それにあわせて、今日の私達は少しお出かけしております。
私達が住んでいる辺境都市トツノコンベより西方にございます、オザリーナ村という村へやってきているんです。
「ここはオザリーナ温泉郷って言われてるのよね」
街中を歩きながら、バテアさんが説明してくださっています。
出来たのは最近なのだそうですが、結構多くのお客様は街道を行き来なさっています。
そんな街道の右寄りを私達は歩いていました。
このオザリーナ村には、近くの辺境都市から定期駅馬車が出ていたり、定期魔道船という、空を飛ぶ船が周航しているそうなんです。
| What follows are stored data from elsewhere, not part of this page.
PR #4200, opened 2023-12-19
Update issue templates

milosgajdos:
This adds Bug reports and Feature Request GH templates.

### DIFF
--- a/.github/ISSUE_TEMPLATE/bug_report.md
+++ b/.github/ISSUE_TEMPLATE/bug_report.md
@@ -1,0 +1,27 @@
+---
+name: Bug report
+about: Create a report to help us improve
+title: ''
+labels: ''
+assignees: ''
+
+---
+
+**Describe the bug**
+A clear and concise description of what the bug is.
+
+**To Reproduce**
+Steps to reproduce the behavior:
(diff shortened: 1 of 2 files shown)


.github/ISSUE_TEMPLATE/bug_report.md
thaJeztah, line 1: Perhaps we should use the actual template forms, so that we can mark fields as required (in the hope of trying to reduce "bogus" submissions); e.g. see 

- https://github.com/moby/moby/blob/master/.github/ISSUE_TEMPLATE/bug_report.yml?plain=1
- https://github.com/moby/moby/blob/master/.github/ISSUE_TEMPLATE/

In the `config.yml` we also include links to discussions and reporting security issues to make those more visible (and to prevent users from opening security reports in the public issue tracker); https://github.com/moby/moby/blob/master/.github/ISSUE_TEMPLATE/config.yml

Screenshot 2023-12-19 at 13 33 30


Screenshot 2023-12-19 at 13 33 58

milosgajdos:
Closing this as this was created from the UI. We can do what @thaJeztah suggests, but again, I feel if I don't do it myself it'll never be done.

残念ながら、今のところ見えていないのですが、帰るまでに一度くらいは見てみたいものです。
そんな事を考えている私の右手をベルが握っています。
左手はエンジェさん。
シロはリンシンさんに肩車してもらってとっても嬉しそうです。
ロッサさんは、エンジェさんの後ろを歩いていまして、時折楽しそうに会話を交わしています。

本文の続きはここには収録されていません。